Kasus lain adalah para content creator seperti Atta Halilintar atau Ria Ricis, yang memulai dari nol tetapi kini memiliki penghasilan miliaran dari endorsement dan YouTube. Di kalangan milenial biasa, banyak yang menjadi affiliate marketer, menjual produk melalui tautan di media sosial tanpa harus menyetok barang. Mereka bisa menghasilkan Rp10–50 juta per bulan, cukup untuk hidup nyaman tanpa ikatan korporat.

Dampak Positif dan Sisi Gelapnya

Tren ini memiliki dampak positif yang signifikan. Pertama, ia mendorong inovasi dan kreativitas. Milenial belajar mandiri dan mengasah keterampilan seperti editing video, SEO, atau trading, yang berguna di masa depan. Kedua, fleksibilitas kerja meningkatkan keseimbangan hidup (work-life balance) dan mengurangi stres akibat kejenuhan (burnout) yang sering dialami pekerja kantor.

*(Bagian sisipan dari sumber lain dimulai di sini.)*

PR #242, opened 2021-09-28
Fix Pangolin Lineage Query Loading Forever Issue

### LINKED ISSUE #237: Pango query often loads forever
I've noticed that the pango query (top panel) often loads forever. Looks like a bug to me.

It's not the case for all queries, just for some, like this one for example: https://cov-spectrum.ethz.ch/explore/Singapore/AllSamples/Past3M/variants/json=%7B%22variant%22%3A%7B%22name%22%3A%22B.1.617.2*%22%2C%22mutations%22%3A[%22s%3A1264L%22]%7D%2C%22matchPercentage%22%3A1%7D

image

ningxie1991:
Fix for #237

https://user-images.githubusercontent.com/3387698/135060872-f20b59ab-8e34-44d2-9eb8-913a7e129738.mp4

### DIFF
--- a/src/components/VariantLineages.tsx
+++ b/src/components/VariantLineages.tsx
@@ -54,11 +54,11 @@ export const VariantLineages = ({
     }[]
   >([]);
   const { dateFrom, dateTo } = dateRangeToDates(dateRange);
-  const unifiedDateFrom = dateFrom && dayjs(dateFrom).format('YYYY-MM-DD');
-  const unifiedDateTo = dateTo && dayjs(dateTo).format('YYYY-MM-DD');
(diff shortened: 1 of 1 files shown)


spacephoton (approved):
Great!

chaoran-chen (commented):
Hi. Great that it works!

Just a word about the variable naming: With `UnifiedDay`, we refer to the classes in https://github.com/cevo-public/cov-spectrum-website/blob/develop/src/helpers/date-cache.ts#L16. In this case, it would be better to just write e.g. `dateFromString`.

chaoran-chen (approved):
Thanks!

Namun, ada sisi negatifnya. Fenomena Ghost Rich menciptakan standar hidup semu di media sosial, memicu FOMO (fear of missing out) dan tekanan psikologis bagi milenial lain yang masih berjuang di pekerjaan tradisional. Banyak yang tergoda untuk ikut-ikutan, tetapi akhirnya jatuh ke dalam penipuan investasi atau judi online. Ekonom menyebut ini sebagai "bom waktu" karena penghasilan digital bergantung pada tren dan algoritma; jika pasar berubah, pendapatan bisa hilang seketika.

Adaptasi di Tengah Perubahan

Untuk menghadapi tren ini, pemerintah dan masyarakat perlu beradaptasi. Pemerintah bisa memperluas regulasi untuk melindungi pekerja digital, seperti pajak progresif dan jaminan sosial sukarela. Milenial sendiri harus meningkatkan literasi finansial, melakukan diversifikasi pendapatan, dan menghindari skema cepat kaya yang berisiko.

Pada akhirnya, Ghost Rich mencerminkan semangat milenial yang adaptif terhadap perubahan. Di tengah ketidakpastian global, tren ini mengajarkan bahwa kekayaan bukan hanya soal uang, tetapi juga kebebasan dan inovasi. Namun, tanpa keseimbangan, ia bisa menjadi jebakan. Milenial harus bijak: jadilah ghost yang cerdas, bukan yang hilang dalam kegelapan digital.